Dying is not the worst part.

What does dying feel like? Where do you go after you die?

Many people ask these questions but let me tell you this: don’t. You don’t want to find out.

I was a normal girl like you are but then.. Well, I died. I had a family, a boyfriend and friends. I had just graduated from my university and I was looking for a job when this happened.

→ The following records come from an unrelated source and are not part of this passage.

PR #560, opened 2016-05-13
Add Webauth login link to media viewer

jkeck:
Related to sul-dlss/media#42

media-auth-link

### DIFF
--- a/app/assets/javascripts/modules/media_viewer.js
+++ b/app/assets/javascripts/modules/media_viewer.js
@@ -7,8 +7,9 @@
   var Module = (function() {
     function thumbsForSlider() {
       var thumbs = [];
-      $('.sul-embed-media video, .sul-embed-media audio').each(function(index, mediaObject) {
-        mediaObject = $(mediaObject);
+      var sliderSelector = '.sul-embed-media [data-slider-object]';
+      jQuery(sliderSelector).each(function(index, mediaDiv) {
+        var mediaObject = $(mediaDiv).find('audio, video');
         var cssClass;
         if(mediaObject.prop('tagName') === 'AUDIO') {
           cssClass = 'sul-i-file-music-1';
@@ -25,7 +26,7 @@
           '<li class="sul-embed-slider-thumb ' + activeClass + '">' +
             '<i class="' + cssClass + '"></i>' +
             '<div class="sul-embed-thumb-label">' +
-              mediaObject.data('file-label') +
+              $(mediaDiv).data('file-label') +
             '</div>' +
           '</li>'
         );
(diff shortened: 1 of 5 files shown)


ndushay:
insofar as I can tell, it looks good to me.  Dunno if you can shorten the long lines hound found;  the code looks readable and I feel kinda unqualified to determine if the tests are checking the right things, etc.

jkeck:
I would be willing to pair with somebody to try and find solutions for how to test the auth link in the media viewer.

It seems particularly complicated because we would write an integration test in ruby but would need to stub a javascript ajax call to stacks.  We could potentially allow the test to make a real call to stacks, but then the related stacks code would need to be released and deployed.

ndushay:
Maybe we can get the stacks code deployed soon to allow for the test?  Maybe make a separate ticket for writing those tests?

jkeck:
I have added a technical debt ticket about testing the auth-link (#567).

lib/embed/media_tag.rb
```diff
@@ -5,45 +5,59 @@ module Embed
...
+
+    attr_reader :purl_document, :request, :viewer
+
+    def media_element(label, file, type)
+      media_wrapper(label) do
+        <<-HTML.strip_heredoc
+          <#{type}
+            data-src="#{streaming_url_for(file, :dash)}"
+            controls='controls'
+            height="#{viewer.body_height.to_i - 24}px">
```
tingulfsen: Why do we subtract 24 here?

jkeck:
@tingulfsen the `24px` height reduction is a temporary workaround to make room for the multi-file index until we work on #565.

FWIW, that was not introduced in this PR but has been there ever since we added the multi-file index.

lib/embed/media_tag.rb
```diff
@@ -5,45 +5,59 @@ module Embed
...
-        )
+    private
+
+    attr_reader :purl_document, :request, :viewer
+
+    def media_element(label, file, type)
+      media_wrapper(label) do
+        <<-HTML.strip_heredoc
+          <#{type}
+            data-src="#{streaming_url_for(file, :dash)}"
```
tingulfsen: Why hardcode :dash here?

app/assets/javascripts/modules/media_viewer.js
```diff
@@ -47,6 +48,55 @@
...
+              mediaObject[0].load();
+              mediaObject
+                .parent('[data-slider-object]')
+                .find('[data-auth-link]')
+                .hide();
+              return;
+            }, 500);
+        });
+    }
+
```
tingulfsen: There some odd indentation going on here? See line 69-80. Could we also have some comments to explain what's happening here?

lib/embed/media_tag.rb
jkeck: It's not particularly `hardcoded`.  This is required by how the DASH player works.

HLS can be defined in a `<source>` element, however the DASH player works a bit differently since we initialize the javascript client ourselves.  Part of this implementation is to store the url to the DASH manifest in the `data-src` tag to get picked up, and served up to the DASH client code via javascript as you can see [here](https://github.com/sul-dlss/sul-embed/blob/master/app/assets/javascripts/modules/media_viewer.js#L81-L83).

So in this case, `:dash` is all we're really interested in for this attribute.

app/assets/javascripts/modules/media_viewer.js
jkeck: Good 👀.  I think it was just lined up w/ the line above, which it should not have been.  I have addressed the indentation issue.

app/assets/javascripts/modules/media_viewer.js
```diff
@@ -88,6 +137,7 @@
     return {
       init: function() {
         setupThumbSlider();
+        setupAuthLinks();
         this.initialzeDashPlayer();
```
tingulfsen: Create a future ticket to rename this to initializeDashPlayer()? 😺

tingulfsen:
The Ruby code appears to be well tested, but the JavaScript code is a little more lightly tested. Is this anything we should be concerned about? I don't know what the DLSS ambition level is for Ajax requests etc.

jmartin-sul:
@tingulfsen and i got a walk-through from @jkeck this afternoon and everything made sense.  the concerns raised seemed addressed.

agree w/ @tingulfsen on the `initialzeDashPlayer` to `initializeDashPlayer` ticket.

jmartin-sul:
created issue #569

I was out with my sister-in-law and I had missed my last bus so I decides to walk. It wasn’t far, about 15 mins on foot and the street was never dark, there were always lamps lighting up every corner. I was on skype, chatting with my boyfriend and my headphones on when I saw a shadow moving. I remember texting “babe it’s really shitty to be walking home alone. Why are you working now? ;/”. Then things got messy. It wasn’t one shadow, they were 3. Three dirty looking guys, probably on drugs. I tried to stay calm and walk away but one of them grabbed my hand and the phone slipped through my fingers, falling on the ground. The screen was totally broken and unusable.

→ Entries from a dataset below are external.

PR #566, opened 2016-05-18
added drag and drop icon to metadata panel. Also there are some space fixes.

aeschylus:
connected to #622


aeschylus:
This is a PR for the purposes of design review. See the gifs below:

drag and drop sul-embed

aeschylus:
There are probably some more styling updates we want to make. The underline shouldn't appear underneath the icon itself, and we should perhaps adjust the whitespace and text alignment of the instructions with the icon.

aeschylus:
see also: #567

snydman:
@mejackreed @jvine @ggeisler can you please review this and give feedback? I'd like the media team to get this in if possible during this wave of work on sul-embed.

ggeisler:
* Should there be an underline on any part of this? The text is not a link, correct?

* Can the icon be a tiny bit smaller? It feels a little out of proportion to me (although it is a bit tricky to judge, having to watch the gif repeat over and over; the gif is nice for showing the interaction but a still image might make it easier to review this for design purposes).

* I wonder if we can think of better wording for the action? It's a little odd because it is under a heading called "Available Online" but it's not really an availability link like the PURL link. Also, the instruction text doesn't tell the user what it is for (why are you telling me to drag the icon?), just how to do the action.

Maybe something like:

> View image in a IIIF viewer (drag icon to another viewer)

Or maybe just:

 > View image in a IIIF viewer (drag icon)

?

jvine:
Huh, I'm wondering where the "Available Online" header came from - I hadn't noticed it before, and it doesn't seem appropriate here at all. I think we were referring to the PURL as the "Citation URL", but that doesn't provide a good label for the IIIF logo. 

I don't think I mind the size of the logo - a larger mouse target for a drag operation doesn't seem inappropriate - though it's hard to tell with the small screenshot. 

I agree that the current text doesn't seem like it should be a link. But at one point we were talking about linking to an external page that explains about IIIF and viewers. Does such a page exist? And if so, should we link to it?

ggeisler:
If there is a linkable reference page, maybe a variation of my previous suggestion:

> Drag icon to view image in a IIIF viewer (more information)

Where "more information" is the link? (and is underlined as a link)

snydman:
Alas there is not such an informational page to link to, unless we go to http://iiif.io, but that probably wouldn't be too helpful.  I guess we should create a page...

aeschylus:
screen shot 2016-05-19 at 11 03 55
screen shot 2016-05-19 at 11 08 34

aeschylus:
@ggeisler Good point about the underline. I'm not sure what I was thinking. The item is an anchor with an href in the markup, and that forces it to have an underline, but I never overrode it it seems. I agree it should be removed, and that the icon should be roughly the same size as the text, with the vertical alignment made less janky.

I added some tweaks above. Let me know if any of those seem right and I will update the PR.

jvine:
Why is it an anchor with an href? The icon itself needs to be focusable, but the text doesn't. 

I prefer the original text with the action closest to the thing it's acting on:  Drag icon to view...  @ggeisler?

And any other thoughts for the heading? Or is that out of scope of this PR?

ggeisler:
Thanks for the updates @aeschylus. I like the third version, but @jvine has done more work on this so I'd defer to her. I will say I much prefer the text in the third version rather than the original text, though. What percentage of users will even know what IIIF is? Telling them to drag the icon without explaining what the purpose of dragging it is seems odd to me.  

If we really want to start the text with the action, maybe something like:

> Drag this icon to view image in a IIIF viewer

jvine:
> Drag this icon to view image in a IIIF viewer

👍 

I agree with the "IIIF viewer" part - I just don't like the "drag icon" to be far away from what it refers to.

mejackreed:
Maybe a `cursor: move` would help?

aeschylus:
I agree we should add some cursor styling, but I would cast a vote for the open grabby hand (`cursor:grab`), which also has a "dragging" ("grabbing") style.

https://developer.mozilla.org/en-US/docs/Web/CSS/cursor

@jvine: Should we change the title/sectioning?

I agree there should be some kind of informational link. The closest information page we have is zimeon's personal [page on the topic](http://zimeon.github.io/iiif-dragndrop/), which contains a number of outdated links. There has been [talk](http://zimeon.github.io/iiif-dragndrop/) of updating this and making it a permanent part of iiif.io.

snydman:
@aeschylus @mejackreed we should produce a new version of a page and do pull request to iiif.io. But it should be different from zimeon's page and oriented towards informing users of what it is and how they can use it.  Maybe with a little animated gif or something.  We should NOT try to solve the "explaining IIIF" to the masses problem with this, but put something out there that is reasonable and helpful.  If the IIIF eds and coco don't accept the page then we can add it to library.stanford.edu for now and change the link later.

jvine:
screen shot 2016-06-01 at 4 26 43 pm

- IIIF feature and PURL are in separate dt/dd pairs 
- dt for PURL changes to "Citation URL"
- dt for icon is "International Image Interoperability Framework"
- icon is about 25px wide w 5px right margin
- icon has "grab" cursor
- instruction text is "Drag icon to open this image/set in a IIIF viewer."
 - generic text is okay, but if possible, it would be better to check to see if there is 1 image, or multiple images, and adjust the text accordingly. 
 - Drag icon to open **this image** in a IIIF viewer.
 - Drag icon to open **these images** in a IIIF viewer.
- text colour for instruction is dimgrey 
- link on "IIIF viewer" points to http://library.stanford.edu/projects/international-image-interoperability-framework

app/assets/stylesheets/image_x.scss
```diff
@@ -147,6 +147,39 @@ $image-thumb-slider-background-color: $sul-background;
...
+    @include stanford-only;
+  }
+}
+
+.#{$namespace}-image-x-iiif-drag-and-drop-link {
+  border-bottom: none !important;
+  cursor: move; // For non-webkit browsers
+  cursor: -webkit-grab;
+  &:active {
+    cursor: -webkit-grabbing;
```
jkeck: Using `move` above to get that behavior on browsers that don't support `-webkit-grab`.

app/assets/stylesheets/image_x.scss
```diff
@@ -147,6 +147,39 @@ $image-thumb-slider-background-color: $sul-background;
...
+
+  a {
+    @include stanford-only;
+  }
+}
+
+.#{$namespace}-image-x-iiif-drag-and-drop-link {
+  border-bottom: none !important;
+  cursor: move; // For non-webkit browsers
+  cursor: -webkit-grab;
```
jkeck: Using move above to get that behavior on browsers that don't support -webkit-grab.

jkeck:
New progress for review:

## zw433vr9951 (single image)
zw433vr9951

## fw090jw3474 (multiple images)
fw090jw3474

jmartin-sul:
👍 from me, but i sort of paired on it with @jkeck yesterday, and so will refrain from being the one to merge

ggeisler:
👍

app/assets/stylesheets/image_x.scss
```diff
@@ -147,6 +147,39 @@ $image-thumb-slider-background-color: $sul-background;
...
+    position: absolute;
+  }
+
+  a {
+    @include stanford-only;
+  }
+}
+
+.#{$namespace}-image-x-iiif-drag-and-drop-link {
+  border-bottom: none !important;
```
ndushay: do we care about hound calling out `!important` ?

lib/embed/metadata_panel.rb
```diff
@@ -3,16 +3,17 @@ module Embed
...
+      @panel_content = yield block if block_given?
     end
 
     def to_html
       <<-HTML.strip_heredoc
         <div class='sul-embed-panel-container'>
           <div class='sul-embed-panel sul-embed-metadata-panel' style='display:none' aria-hidden='true'>
             <div class='sul-embed-panel-header'>
-              <button class='sul-embed-close' data-sul-embed-toggle='sul-embed-download-panel'>
+              <button class='sul-embed-close' data-sul-embed-toggle='sul-embed-metadata-panel'>
```
ndushay: was this an old typo that wasn't caught?

ndushay:
LGTM aside from a couple of line comments.  I only eyeballed it.

lib/embed/metadata_panel.rb
jkeck: Yeah, copy/paste error I believe.

app/assets/stylesheets/image_x.scss
jkeck: In this case, I think I can live with letting it slide.  Typically, yes, we should care about it as it indicates that the specificity in the css is too complicated, but the amount of change that would require at this point would be to high to consider it viable.

snydman:
excited to see this. I do notice that the metadata panel does not appear in PURL versions of the embed.  I believe the rationale for this was that it would be duplicative of metadata in the PURL page itself.  I suppose this means we ought to add the IIIF logo to the PURL page for images, unless @LynnMcRae and others have a different idea.

jkeck:
This has actually come up elsewhere as well.  I believe PURL is now the only app that hides the metadata panel.  Do we want to retain this behavior for PURL?  (FWIW, we have a version of purl on sul-purl-dev that shows the metadata panel w/ IIIF icon).

jvine:
@ggeisler do you have any opinion about no longer suppressing the info icon, regardless of context? so that the IIIF drag-and-drop is always available. otherwise it needs to be added to specific apps. i'm okay with not suppressing it.

LynnMcRae:
@jkeck seems like SW and Purls are equals here...both show the metadata independently and no harm in SW that it shows some data also in the info panel.  I'm fine with that behavior in Purl. It just emphasizes the portability of embed.

ggeisler:
This sounds fine to me, too. I don't see a strong argument for suppressing it.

They started talking to me, touching me. One of them asked me something but I didn’t answer. It made him mad so he pushed me into the wall so strong I hit my head. I got dizzy and my feet weren’t able to keep me standing, also the fear froze my mind. I couldn’t move or talk. Later on, they took my clothes off. That was the moment my hand moved on its own and hit one of the men. It was a mistake. He just broke it. I couldn’t find my voice to scream for help. They raped me. Each of them did. But that wasn’t the end. They couldn’t let me live. I’d seen their faces. They wanted me to suffer. They stabbed me in the stomach multiply times, many small cuts so I can die slower. They went away laughing and left me to die. It was so light I could see the blood dripping off my naked body. It hurt so bad. Suddenly, my phone started ringing. I crawled to reach it. I heard my boyfriends voice but I couldn’t understand a word.
-Make it stop, babe.
My last words to the person I loved were these.
Then I died. I didn’t get to say goodbye. I didn’t get to have a job, a career and a life.
And here comes the part, where I answer your questions. I wasn’t a ghost, I didn’t reborn and I surely didn’t go to heaven. I stayed here on Earth as.. Nothing.
The worst part about dying isn’t dying itself. It’s about seeing the people you loved suffer because of you and then seeing them forget you. But you don’t fade away. You just sit and watch helpless how their lives go on without you. And realize they never needed you.